ECE 477 Design Review Team 1 Fall 2011

1. ECE 477 Design Review Team 1 Fall 2011 Justin Huffaker, Aaron Garrett, Ryan Hannah, Brendon McCool.

2. Outline • Project overview • Project-specific success criteria • Block diagram • Component selection rationale • Packaging design • Schematic and theory of operation • PCB layout • Software design/development status • Project completion timeline • Questions / discussion

3. Project Overview Our project, code named Virtual Imaging Peripheral for Enhanced Reality or VIPER, is an augmented/virtual reality system.

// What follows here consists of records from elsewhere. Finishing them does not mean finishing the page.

PR #2787, opened 2026-07-06
Stop populating the write-only namespace description in desc

ericproulx:
`desc` wrote its settings into two places — the route scope (`route_setting(:description)`) and the namespace scope (`namespace_setting(:description)`) — but the namespace copy was pure dead state:

- Grape's runtime reads only `route[:description]` (in `route()`, and only for the `:params` key).
- The namespace scope isn't wired for inheritance — `InheritableSetting#inherit_from` sets `inherited_values` for `namespace_inheritable`/`namespace_stackable`/`namespace_reverse_stackable` and merges `route`, but never touches `@namespace`. So namespace-scope values are only cloned by `point_in_time_copy` and never consulted.
- grape-swagger doesn't read it either (checked against the local checkout).

Confirmed by experiment: dropping the write breaks only the `desc_spec.rb` assertions that checked the write itself — the rest of the suite is unaffected.

### Change

`desc` now writes only the route scope. `namespace_setting(:description)` returns `nil`; a route's description remains available via `route_setting(:description)` and the `route.description` reader. UPGRADING note added.

Full suite green (2351 examples, 0 failures); RuboCop clean.

### DIFF
--- a/CHANGELOG.md
+++ b/CHANGELOG.md
@@ -12,6 +12,7 @@
 * [#2782](https://github.com/ruby-grape/grape/pull/2782): Remove the dead `format` keyword from `Grape::Router::Pattern` - [@ericproulx](https://github.com/ericproulx).
 * [#2783](https://github.com/ruby-grape/grape/pull/2783): Read a route's `version`, `anchor` and `requirements` from its pattern instead of storing them again on the route - [@ericproulx](https://github.com/ericproulx).
 * [#2784](https://github.com/ruby-grape/grape/pull/2784): Move HEAD route creation into `Grape::Router::Route#to_head` - [@ericproulx](https://github.com/ericproulx).
+* [#2787](https://github.com/ruby-grape/grape/pull/2787): Stop populating the write-only `namespace_setting(:description)` in `desc` - [@ericproulx](https://github.com/ericproulx).
 * Your contribution here.
 
 #### Fixes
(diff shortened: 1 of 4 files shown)


dblock:
Can a namespace have its own/different description?

ericproulx:
No — and it couldn't before this PR either. `desc` has only ever described the *next endpoint*: the runtime consumes only `route[:description]`, and the namespace-scope copy removed here was write-only (the `@namespace` scope isn't wired into `inherit_from`, and neither Grape nor grape-swagger ever read it).

What `desc` before a `namespace` actually does is unchanged by this PR — it attaches to the first route defined inside (verified against this branch):

```ruby
desc 'namespace-level description'
namespace :users do
  get :first   # description: "namespace-level description"

  desc 'route-level description'
  get :second  # "route-level description"

  get :third   # nil
end
```

So routes inside a namespace can each have their own description, exactly as before. For metadata on the namespace itself, the supported channel is options on the `namespace` call — `namespace :users, desc: 'User operations'` — which land in `Grape::Namespace#options` and are what grape-swagger walks via `namespace_stackable[:namespace]`.

(Side note: an unconsumed `desc` also leaks into the first route of the *next sibling* namespace — a pre-existing quirk, untouched here; happy to open a follow-up issue.)

dblock:
> An unconsumed `desc` also leaks into the first route of the _next sibling_ namespace — a pre-existing quirk, untouched here; happy to open a follow-up issue.

Yes, this looks unexpected. I think `desc` on a namespace should cause an error.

It will track a user’s head location and perspective and use this information to find the location of a camera position in a virtual environment. With a pair of video glasses the user would then see the virtual environment at the cameras location. As the user moves around a table top sized environment their actual and virtual perspective changes, allowing them different viewing angles of the virtual space.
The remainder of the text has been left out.